Numa entrevista com o professor Frederico Lourenço, responsável pela cátedra de Estudos Clássicos, Grego e Literatura Grega na Faculdade de Letras da Universidade de Coimbra, vem lá pelas tantas, a pergunta:

[O senhor] disse numa entrevista que aprendeu a tocar piano e que, embora não tenha seguido a carreira de pianista, não dá esse tempo por desperdiçado. O que lhe ensinou a prática do piano, ou o que assimilou com esse treino, que lhe seja útil como tradutor, estudioso ou docente?
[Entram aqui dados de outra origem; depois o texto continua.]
Issue #334, opened 2026-08-05
docs: PRINCIPLES.md feeds the analyze agent two statements about code that no longer exists


rich7420:
`skills/analyze/references/PRINCIPLES.md` is the reference the `nsys-ai:analyze` plugin feeds to an analysis agent. Two of its statements describe code that no longer exists, so the agent reasons from a model of the tool that is two releases stale.

This is the third occurrence of the same failure mode. #321 was opened to correct prose falsified by a change and missed the caller one level up; #325 corrected two more in `parquet_cache.py` and swept only that file. Both stopped at the module they were editing. This file was never in scope for either.

## Falsified

**`:106`** — in the *"Auto-handled — plugin must NOT ask the user"* table:

> `| Profile ≥ 50 MB | profile.py:216-229 direct-query mode |`

The 50 MB rule was deleted; `auto` now decides on whether a cache can be written. `profile.py:216-229` is today the schema-contract column list, not a mode switch.

**`:425-432`** — *"First-open cache trap"*:

> The cache builder materializes `nvtx_kernel_map.parquet` via the same range-IEJoin, so on NVTX-heavy profiles even a cheap skill (`iteration_timing`, `profile_health_manifest`) blocks on it the first time.

Three separate falsehoods: the IEJoin was replaced by a stack sweep in #303; `build_cache` stopped producing the map at all in #322 (measured — a cold build writes 14 parquets, none of them the map); and neither named skill reads the map.

## Why this one matters more than a docstring

A stale comment misleads the next reader. This file is *input to a model* that then writes analysis for a user. An agent told "profiles over 50 MB take the direct path" will reason about performance from a rule that no longer exists, and one told a cheap skill blocks on an IEJoin will steer users away from skills that are now cheap.

## Done

- Both statements corrected against the tree, verified by running the commands rather than reading the code.
- A sweep of the rest of the file for the same class of staleness — it has not been reviewed since the cache work started.
- Consider what would have caught this: the three occurrences so far were all found by a human reading, never by CI.

Part of #304's family. Blocks #317, since #317 changes the first statement again.

rich7420:
Sequencing correction: this should land **with or after #317, not before it.**

[...]

PR #341, opened 2026-08-05
feat(evidence): carry the analyses that could not run beside the findings

### LINKED ISSUE #338: evidence: abstentions vanish from analyze output — surface what was skipped and why
When a skill abstains, `analyze` users cannot see that anything was omitted. The abstention contract distinguishes "ran, found nothing" from "could not run" — but that distinction currently reaches only two consumers, and the one most people use is not among them.

## Verified on `main`

On a copy of `h100_2gpu_1s.sqlite` with its memcpy table renamed to the peer-to-peer `CUPTI_ACTIVITY_KIND_MEMCPY2` (so `memcpy` resolves to `None`):

```
memory_transfers abstains: True
  reason: This profile has no CUPTI_ACTIVITY_KIND_MEMCPY table, ...
EvidenceBuilder findings: 16, memcpy-related: []
```

- `skill run` prints "not applicable to this profile" with the reason. Visible.
- `Agent.analyze` branches on `is_abstention_row` (`agent/loop.py:482`). Visible.
- `EvidenceBuilder._invoke_to_findings` drops abstention rows before `to_findings_fn` — by documented design (#331 corrected a comment that claimed otherwise). **Invisible**: sixteen findings, and no way to tell that memcpy analysis was skipped rather than clean.

The health manifest covers one specific absence (NVTX coverage) as a finding of its own. It does not generalise: a missing memcpy table, an unresolvable sync table — anything the table-resolution guard abstains on — leaves no trace in the report.

## Why not just make abstentions findings

A finding asserts something about the *profile's performance*; an abstention asserts something about the *analysis's coverage*. Ranking a "could not run" among headroom-bearing findings would put bookkeeping in the middle of a priority list — the same reasoning that keeps `_invoke_to_findings` filtering them. They belong beside the findings, not among them.

## Shape

- `EvidenceBuilder.build()` collects `(skill_name, reason)` for each abstention instead of discarding it.
- `EvidenceReport` gains a keyword-only additive field (say `skipped`), following the documented rule in `annotation.py` — kw_only so the positional signature does not shift, and additive fields do not bump `SCHEMA_VERSION` ("Backward-compatible additions do not bump this").
- `analyze`'s renderer prints a short "Skipped" section after the findings; `to_dict`/`from_dict` round-trip it; consumers that ignore the field keep working (verify the web `/api/analyze` path and `loop_state.run_diagnose` do).

## Done

- The MEMCPY2 reproduction above shows "memory_transfers — skipped: no CUPTI_ACTIVITY_KIND_MEMCPY table" in `analyze` output, and `skipped` in the JSON envelope.
- A profile where nothing abstains renders exactly as today.
- A test that fails if abstentions go back to being dropped silently.
- The envelope-shape test (`test_diff_json_shape.py`'s sibling for evidence, if any) updated deliberately rather than incidentally.

Follows #331, which established where abstentions are and are not visible.

rich7420:
Closes #338.

## The problem

A skill that cannot run on a profile abstains — `skills.base.abstain` returns a
single marker row with a reason — rather than returning `[]` (which reads as
"ran, found nothing") or raising (which callers swallow). That answer is
visible on the two surfaces that *format* rows: `skill run` and `Agent.analyze`
both go through `Skill.format_rows`, which prints "not applicable to this
profile".

It stopped at `EvidenceBuilder`. `_invoke_to_findings` drops abstention rows
before `to_findings_fn`, and nothing else recorded them, so a profile missing a
table an analysis needs produced a report shaped exactly like one where every
analysis ran and the profile came out clean. That is the path behind
`analyze --format json`, `evidence build`, the web `/api/analyze` endpoint and
`loop_state.run_diagnose` — findings and no explanation, which is the failure
mode a verify-first tool can least afford.

## What this PR adds

Only the reporting plumbing:

- **`SkippedAnalysis(analyzer, skill, reason)`** in `annotation.py`. Two names
  because they address different commands: `analyzer` is what
  `evidence build --analyzers` takes, `skill` is what `skill run` takes, and two
  analyzers can share one skill (`kernel_instances` runs as both `nccl_stalls`
  and `kernel_hotspots`), so keying on the skill would collapse two lost
  analyses into one line naming neither.
- **`EvidenceReport.skipped`**, keyword-only and additive, so it does not bump
  `SCHEMA_VERSION`. It sits *beside* `findings`, not among them: a finding
  asserts something about the profile's performance, an abstention asserts
  something about the analysis's coverage, and ranking the second among the
  first would put bookkeeping in the middle of a priority list.
- **`EvidenceBuilder.build`** records one entry per abstaining analyzer and
  `continue`s, so the abstention still never reaches `to_findings_fn`.
- **Rendering.** `analyze --format json` and `evidence build --format json`
  name the skipped analyses on stderr, leaving stdout a single JSON document;
  `evidence build --format text` prints a `Skipped` section *after* the
  findings. A report with no abstentions prints exactly what it printed before.
- **Serialization.** The `skipped` key is emitted even when empty, so a
  consumer can tell "nothing was skipped" from "this producer predates the
  field". `from_dict` loads a pre-`skipped` payload (and an explicit `null`)
  as an empty list.
- Docs: `evidence_schema.md` and `evidence-build.md` describe the field,
  including the always-emitted-when-empty contract.

## What this PR deliberately does not add

**No new abstention mechanism.** An earlier revision of this branch added a
`requires_memcpy` / `resolve_memcpy_table` pair to `skills/base.py` and per-skill
memcpy guards to `memory_bandwidth` and `memory_transfers`. That branch was cut
from a stale base; #328 has since landed both the generic unresolved-table guard
in `Skill.execute` and the `memory_bandwidth` rewrite that resolves through
`resolve_activity_tables` and abstains. Those additions were redundant and
conflicted with the real thing, so they are gone —
the diff no longer touches `skills/base.py` or any builtin skill.

The branch also carried two fixture binaries modified in place
(`h100_2gpu_1s.sqlite` 2.2MB → 3.9MB, `healthy_1pct.sqlite` 57KB → 114KB). That
delta was nsys-ai's own `_nsysai_*` indexes, written by `ensure_indexes` during
a local test run and committed by accident. Both are reverted; the diff contains
no binary.

## Verification

The acceptance case from the issue, run against this branch on top of current
`main`: a copy of `tests/fixtures/h100_2gpu_1s.sqlite` with
`CUPTI_ACTIVITY_KIND_MEMCPY` and `ENUM_CUDA_MEMCPY_OPER` dropped, through
`EvidenceBuilder(Profile(...)).build()`:

```
findings: 16
skipped count: 2
  analyzer='memory_anomalies' skill='memory_bandwidth'
    reason=This profile has no CUPTI_ACTIVITY_KIND_MEMCPY table, so it records
    no host/device copies. Bandwidth analysis needs them — ...
  analyzer='h2d_spikes' skill='h2d_distribution'
    reason=This profile has no CUPTI_ACTIVITY_KIND_MEMCPY table, so
    'h2d_distribution' has nothing to read. ...
```

Before this change the same profile reported those 16 findings and said nothing
about the two analyses that never ran. Note that the two reasons differ in
wording: `memory_bandwidth` builds its own SQL and abstains itself, while
`h2d_distribution` goes through the `Skill.execute` template guard. Both are
`main`'s code, not this PR's — which is what makes the removals above safe.

`tests/test_evidence_skipped.py` covers this end to end plus the JSON envelope,
the text renderer, the round-trip and the legacy-payload load.
`test_the_memcpy_skills_abstain_rather_than_returning_empty` pins the premise —
that the three memcpy skills abstain — so the report assertions cannot go
vacuous if that ever changes.

Suite on this branch: `1536 passed, 146 skipped, 1 failed`. The failure is
`tests/test_ci_coverage.py::test_every_skip_has_a_known_reason`, which is
pre-existing and unrelated: it fails in any local run without `NSYS_TEST_PROFILE`
set (CI sets it). `ruff check src/ tests/` and
`bandit -c pyproject.toml -r src/ -ll` are both clean.

### DIFF
--- a/docs/agent_skills/commands/evidence-build.md
+++ b/docs/agent_skills/commands/evidence-build.md
@@ -78,9 +78,18 @@ The JSON output is an EvidenceReport object following the [Evidence Schema](evid
       "severity": "warning",
       "note": "Stream 7: 12.34ms idle — CPU: cudaLaunchKernel (11.2ms)"
     }
-  ]
+  ],
+  "skipped": []
 }
 ```
+
+`skipped` lists the analyzers that could not run on this profile — a missing
+memcpy table, a profile with no NVTX annotation — with the reason each one
+gave. It is emitted even when empty, so `[]` means "everything ran" rather
+than "this build does not report it". `--format text` prints the same list as
+a `Skipped` section after the findings; `--format json` prints it to stderr so
+stdout stays a single JSON document. See the
+[Evidence Schema](evidence_schema.md#evidencereport-wrapper) for the field.
 
 ### Finding Types
 
--- a/docs/agent_skills/commands/evidence_schema.md
+++ b/docs/agent_skills/commands/evidence_schema.md
@@ -110,7 +110,14 @@ Findings should encode **conclusions**, not raw data. The agent must reason abou
   "title": "Human-readable title for the report",
   "profile_id": "nsys1:sha256:7d2f6013fb98855bda6a5448a91af563553cc2c013f42ca6d9cdbb3b737ac738",
   "profile_path": "path/to/profile.sqlite",
-  "findings": [ ... ]
+  "findings": [ ... ],
+  "skipped": [
+    {
+      "analyzer": "memory_anomalies",
+      "skill": "memory_bandwidth",
+      "reason": "This profile has no CUPTI_ACTIVITY_KIND_MEMCPY table, so it records no host/device copies. Bandwidth analysis needs them — ..."
+    }
+  ]
 }
 ```
 
@@ -121,8 +128,9 @@ Findings should encode **conclusions**, not raw data. The agent must reason abou
 - `profile_id`: Content-derived stable identifier produced by `fingerprint.get_profile_id`. Format: `nsys1:sha256:<64-hex>` (or `nsys1:path:<64-hex>` fallback when the source carries no Nsight metadata, e.g. a parquetdir-only backend). Two surfaces looking at the same profile agree on this value without depending on the filesystem path. **Every `TraceSelection.profile_id` produced during the same build carries the same value** — readers can join across surfaces by equality.
 - `profile_path`: Filesystem path the producer opened. Reference only — not an identifier.
 - `findings`: Array of Finding objects (see above).
+- `skipped`: Array of analyses that could not run on this profile, and why. A Finding says something about the profile's performance; an entry here says something about the analysis's *coverage*, which is why the two are separate arrays rather than one ranked list. Each entry carries `analyzer` (the name `evidence build --analyzers` accepts), `skill` (the name `skill run` accepts — several analyzers can share one skill), and `reason` (the text the skill passed to `abstain`). **The key is always emitted, empty array included**: `"skipped": []` means nothing was skipped, while a missing key means the producer predates the field. Do not read an empty array as a clean bill of health without checking that the key was present.
 
-Legacy payloads without the envelope keys (`schema_version` / `producer` / `producer_version` / `profile_id`) load identically — readers ignore unknown / missing envelope fields, and `profile_id` defaults to `""` for pre-`profile_id` payloads.
+Legacy payloads without the envelope keys (`schema_version` / `producer` / `producer_version` / `profile_id`) load identically — readers ignore unknown / missing envelope fields, and `profile_id` defaults to `""` for pre-`profile_id` payloads. Payloads written before `skipped` existed load with an empty `skipped` list. `skipped` is additive, so it does not bump `schema_version`.
 
 ---
 
--- a/src/nsys_ai/annotation.py
+++ b/src/nsys_ai/annotation.py
@@ -11,6 +11,7 @@ surfaces (CLI, GUI, agent, diff) share:
     TraceSelection   — a region in a profile (time, GPU, rank, stream, NVTX)
     DiffLineage      — links a Finding to the diff that surfaced it
     Diagnostic       — an agent's summarized diagnosis with verification command
+    SkippedAnalysis  — an analysis that could not run on this profile, and why
 
 ``Finding`` carries optional v0.1 fields (id, category, confidence,
 evidence rows, selection, diff lineage, etc.) that the new surfaces
@@ -182,6 +183,48 @@ def rank_findings(findings: list["Finding"]) -> list["Finding"]:
 
 
 @dataclass
+class SkippedAnalysis:
+    """One analysis that could not run on this profile, and why.
+
+    A ``Finding`` asserts something about the profile's *performance*; this
+    asserts something about the *analysis's coverage*. They are kept apart
+    deliberately — ranking a "could not run" among headroom-bearing findings
+    would put bookkeeping in the middle of a priority list, which is the same
+    reason ``EvidenceBuilder`` never hands an abstention row to a
+    ``to_findings_fn``.
+
+    Two names, because they are two different handles and a reader needs the
+    one that matches the surface they are on:
+
+    * ``analyzer`` — the key ``EvidenceBuilder._SKILL_PIPELINE`` runs it under,
+      which is what ``evidence build --analyzers`` accepts. This is the name a
+      user can act on.
+    * ``skill`` — the skill that actually abstained, which is what
+      ``skill run`` accepts. Several analyzers can share one skill, so this
+      alone does not say which coverage was lost.
+
+    ``reason`` is the text the skill passed to ``skills.base.abstain``, unless
+    the abstention row carried none — see ``EvidenceBuilder.build``, which
+    substitutes a short placeholder rather than emitting an empty string.
+    """
+
+    analyzer: str
+    skill: str
+    reason: str
+
+    def to_dict(self) -> dict:
+        return {"analyzer": self.analyzer, "skill": self.skill, "reason": self.reason}
+
+    @classmethod
+    def from_dict(cls, d: dict) -> "SkippedAnalysis":
+        return cls(
+            analyzer=str(d.get("analyzer", "")),
+            skill=str(d.get("skill", "")),
+            reason=str(d.get("reason", "")),
+        )
+
+
+@dataclass
 class EvidenceReport:
     """A collection of findings for a profile, produced by an AI agent.
 
@@ -205,6 +248,14 @@ class EvidenceReport:
     profile_path: str = ""
     findings: list[Finding] = field(default_factory=list)
     profile_id: str = field(default="", kw_only=True)
+    # Analyses that could not run, beside the findings rather than among
+    # them. Keyword-only by the class convention noted above, which is a
+    # convention and not a fix for a live hazard: appending a positional
+    # field here could not rebind an existing caller, because a fourth
+    # positional argument to ``EvidenceReport`` is a TypeError today. The
+    # convention exists so the *next* field is not inserted before
+    # ``findings``, where it would rebind.
+    skipped: list[SkippedAnalysis] = field(default_factory=list, kw_only=True)
 
     def __post_init__(self) -> None:
         # Callers occasionally hand in ``pathlib.Path`` even though the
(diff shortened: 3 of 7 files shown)


rich7420:

### 1. [high] `src/nsys_ai/skills/builtins/memory_bandwidth.py:41 and src/nsys_ai/skills/builtins/memory_transfers.py:242`

The ticket's headline Done criterion is still not met: a profile with no memcpy table produces `skipped: []`. I copied tests/fixtures/h100_2gpu_1s.sqlite, ran `DROP TABLE CUPTI_ACTIVITY_KIND_MEMCPY`, and built the report on this branch -> findings=16, skipped=[]. The two memcpy pipeline entries never abstain: `memory_bandwidth._execute` does `if not memcpy_table: return []` (line 40-41) and the `h2d_distribution` wrapper catches SkillExecutionError and does `return []` on "no such table"/"does not exist" (memory_transfers.py:238-243). The PR only surfaces skills that already call `abstain()`, so the exact case the ticket opens with stays invisible. The implementer's disclosed concern blames the MEMCPY2 suffix resolver, but I confirmed the gap persists even with the table fully absent, so that diagnosis is incomplete.

**Why it matters:** Both `return []` sites violate the repo rule "a skill that cannot run must call abstain(reason) — not return [] and not raise", and they are precisely the sites the ticket cites. Shipping the plumbing without converting them means `analyze --format json` on a memcpy-less profile still reports a clean bill of health with no trace that memory analysis was skipped — the failure mode #338 exists to close.

### 2. [high] `docs/agent_skills/commands/evidence_schema.md:103-125`

The "EvidenceReport Wrapper" section shows the complete wrapper JSON object and then enumerates every key in a bullet list (`schema_version`, `producer`, `producer_version`, `title`, `profile_id`, `profile_path`, `findings`). `EvidenceReport.to_dict` now unconditionally emits an eighth key, `skipped` (annotation.py:262), and neither the sample nor the bullet list nor the closing legacy-payload sentence at line 125 mentions it. No doc file was touched by this PR.

**Why it matters:** This is the agent-facing schema contract; the sample is now a JSON document the tool never produces. This is the same stale-doc defect class that produced issues #325, #329, #334 and #336, and the repo rule is explicit that doc content must match current code. A field justified in the commit message as "the key is emitted even when empty, so a consumer can tell nothing-was-skipped from producer-predates-the-field" is useless if the schema reference never tells consumers the key exists.

### 3. [medium] `src/nsys_ai/evidence_builder.py:159-167`

`SkippedAnalysis.skill` records the skill name, not the `_SKILL_PIPELINE` analyzer key. Users see `iteration_timing — skipped: ...`, but the only name any CLI surface exposes is the analyzer key `slow_iterations` (parsers.py:223-226 `--analyzers`, docs/agent_skills/commands/evidence-build.md:50). Additionally the dedup key `(skill_name, reason)` collapses the two `kernel_instances` entries (`nccl_stalls` and `kernel_hotspots`), so when that skill abstains the report cannot say which analyzer lost coverage.

**Why it matters:** The printed name cannot be looked up in `--help` or the docs, and `analyzer_name` is already in scope at the loop head, so recording it is a one-word change. A coverage report that names something the user cannot select or search for does not tell them what analysis they are missing.

### 4. [medium] `src/nsys_ai/cli/handlers.py:524`

The only stdout-rendered "Skipped" section is in `_cmd_evidence`'s text branch (line 1356) — a command this same file prints a deprecation warning for at lines 1315-1321 ("will be removed in a future release"). For `analyze`, the section goes to stderr only (line 524), and the default `analyze` text path never reaches EvidenceBuilder at all (`_cmd_analyze`, lines 411-424, dispatches to `report.run_analyze`). The ticket asked for "`analyze`'s renderer prints a short 'Skipped' section after the findings".

**Why it matters:** When `evidence build` is removed as promised, the human-readable Skipped section disappears with it and only the stderr line and the JSON key remain. Users who redirect stderr (or read a saved findings.json rendered by another surface) get no coverage notice at all.

### 5. [low] `src/nsys_ai/annotation.py:234-237`

The comment justifying `kw_only=True` states that a positional field appended here "would rebind `EvidenceReport("T", "/p", [], ...)` for any caller that passes four positional arguments." No such caller can exist: on origin/main a fourth positional argument to `EvidenceReport` is a TypeError, so appending a positional `skipped` after `findings` could not rebind anything — it would be purely additive. The same incorrect rationale is copied verbatim into the test docstring at tests/test_evidence_skipped.py:171-172. The real reason is the class-level convention already stated in the `EvidenceReport` docstring note (lines 219-223).

**Why it matters:** A rationale comment that describes a hazard the code cannot exhibit is exactly the comment-vs-code drift this repo has filed four issues over; the next person reading it will look for the four-positional caller and not find one.

### 6. [low] `src/nsys_ai/annotation.py:196`

`SkippedAnalysis`'s docstring says "``reason`` is the text the skill passed to ``skills.base.abstain``", but evidence_builder.py:163 substitutes the literal string `"could not run"` whenever the abstention row carries no `reason` key or an empty one (`str(rows[0].get("reason") or "could not run")`).

**Why it matters:** Minor, but the field is not always what the docstring promises; a consumer parsing `reason` for a table name will occasionally get a placeholder the skill never wrote.

---

Finding 1 is **confirmed by reproduction**, and it is the ticket's headline criterion rather than a detail.
Copied `tests/fixtures/h100_2gpu_1s.sqlite`, dropped `CUPTI_ACTIVITY_KIND_MEMCPY` and `ENUM_CUDA_MEMCPY_OPER`,
then ran `EvidenceBuilder(...).build()` against the branch:

```
skipped attr present: True
skipped count: 0
```

The field is wired end to end and is empty on exactly the profile the ticket describes. The plumbing landed;
the behaviour did not.

rich7420:
Review addressed in 5447a9e. Per finding:

**1 — [high] memcpy skills never abstain. Fixed.** Reproduced both ways: the table dropped outright, and the ticket's `CUPTI_ACTIVITY_KIND_MEMCPY2` rename. Both gave `findings=16, skipped=[]` before, and both now give:

```
memory_anomalies | memory_bandwidth  | This profile has no CUPTI_ACTIVITY_KIND_MEMCPY table, ...
h2d_spikes       | h2d_distribution  | This profile has no CUPTI_ACTIVITY_KIND_MEMCPY table, ...
```

Three sites, not two — `memory_transfers` (the SQL-only sibling, and the skill the ticket's repro names) *raised* `SkillExecutionError` rather than returning `[]`, which the abstention contract rules out for the same reason. All three now go through one `requires_memcpy` guard in `skills/base.py`, modelled on the existing `requires_nvtx`. The guard resolves through `resolve_activity_tables` instead of the `startswith` scan `memory_bandwidth` had inline, which is also why the MEMCPY2 case now abstains rather than silently reading the peer-to-peer table as if it were the one asked for — that was the implementer's disclosed concern and it is a real second bug, just not the one that produced the empty list.

`memory_bandwidth`'s remaining `except (sqlite3.Error, duckdb.Error): return []` also became an abstention; its `if not rows: return []` did not, and now says why in a comment — the table is present and readable and the device simply made no copies, which is "ran, found nothing".

New tests in `tests/test_evidence_skipped.py`: `test_a_profile_with_no_memcpy_table_names_the_memory_analyses` builds exactly the reviewer's profile (copy the fixture, `DROP TABLE CUPTI_ACTIVITY_KIND_MEMCPY` + `ENUM_CUDA_MEMCPY_OPER`) and asserts `skipped` is non-empty and names both analyzers and both skills; `test_the_memcpy_skills_abstain_rather_than_returning_empty` pins the contract underneath. `tests/test_duckdb_path.py::test_memory_transfers_duckdb_error` asserted `rows == []` and now asserts the abstention — updated deliberately, it was pinning the defect.

**2 — [high] `evidence_schema.md` omits `skipped`. Fixed.** The wrapper sample and the bullet list both carry it now, including that the key is always emitted and what `[]` distinguishes from a missing key. `evidence-build.md`'s output sample got the same treatment. The three other JSON samples in those docs are agent-*authored* input files, not tool output, so they legitimately stay without it.

**3 — [medium] name the analyzer, not the skill. Fixed.** `SkippedAnalysis` now carries `analyzer` (what `--analyzers` accepts) and `skill` (what `skill run` accepts) — both, because they are two different lookups and dropping either loses one. The dedup set is gone: `_SKILL_PIPELINE` is a dict, so the analyzer key cannot repeat, and `nccl_stalls` and `kernel_hotspots` now each get their own line. Rendered as `slow_iterations (iteration_timing) — skipped: ...`.

**4 — [medium] the Skipped section only reaches stdout via deprecated `evidence build`. Declined.** Two parts, and neither leads where the finding does:

- For `analyze --format json`, the JSON key *is* the channel of record and it is on stdout. The stderr line is a courtesy for a human watching the terminal; putting it on stdout would break the "stdout is a single JSON document" invariant this same handler is written around. A consumer reading a saved `findings.json` gets `skipped` from the file.
- For `analyze` in text mode, there are no abstentions to print: that path dispatches to `report.run_analyze` (handlers.py:411-441) and never constructs an `EvidenceBuilder`. Adding one purely to render a notice would run the whole 12-analyzer pipeline a second time on every text `analyze`. That is a real gap in the ticket's wording, but closing it is a change to what `analyze` text mode *computes*, not to how it renders, and it does not belong in this PR.

The premise that the section disappears when `evidence build` is removed is correct but not load-bearing — `_print_skipped_section` is shared, and whatever replaces `evidence build --format text` calls the same function.

**5 — [low] the `kw_only` rationale describes an impossible hazard. Fixed, and the finding is right.** A fourth positional to `EvidenceReport` was a `TypeError` before this field too, so there was no caller to rebind. Both the field comment and the test docstring now say the actual reason: it is the class convention, which exists so the *next* field is not inserted ahead of `findings`, where it would rebind the callers that do pass three.

**6 — [low] `reason` is not always what the docstring promises. Fixed.** The docstring now says it is the text passed to `abstain` *unless the abstention row carried none*, and points at the substitution in `EvidenceBuilder.build`; the substitution site says why it is there (an empty reason renders as a dangling `skipped:` line).

Also corrected while in the area: `root_cause_matcher._safe_execute`'s docstring claimed the only abstaining sub-skill was `nvtx_layer_breakdown`, which this change falsifies. Rewritten to state what is actually true of the call sites below it — that none of them misreads an abstention row, but only because each narrows before indexing.

Verification (with `PYTHONPATH=<worktree>/src`, since the repo is installed editable from main): `1515 passed, 146 skipped, 1 failed` — the failure is `test_ci_coverage.py::test_every_skip_has_a_known_reason`, which needs `NSYS_TEST_PROFILE` and is red on a bare local run regardless of this branch. `ruff check src/ tests/` clean; `bandit -c pyproject.toml -r src/ -ll` clean.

“A grande lição que aprendi com o estudo da música foi a disciplina e a aceitação do trabalho permanente como modo de vida. Um pianista é por definição alguém que, para manter a forma, estuda seis a oito horas por dia, todos os dias, sem fins de semana nem feriados. É uma vida de trabalho. A minha vida é assim também. O que dá sentido à minha vida é o estudo. Traduzir a Bíblia para mim é sobretudo estudá-la a fundo. Tenho pena nesta fase de não ter tempo para conciliar todos os meus interesses e de conseguir reservar um espaço para tocar cravo (já deixei de tocar piano há muitos anos). É uma ginástica grande fazer render um dia em que tenho de dar aulas e, ao mesmo tempo, arranjar espaço para o trabalho de tradução. O facto de o trabalho ser contínuo ajuda a manter a concentração. Se parasse durante duas semanas, levaria mais duas semanas a reencontrar o fio da meada.”

Frederico já trouxera ao português duas impecáveis traduções da Ilíada e Odisséia de Homero. É uma promessa da Flip 2017.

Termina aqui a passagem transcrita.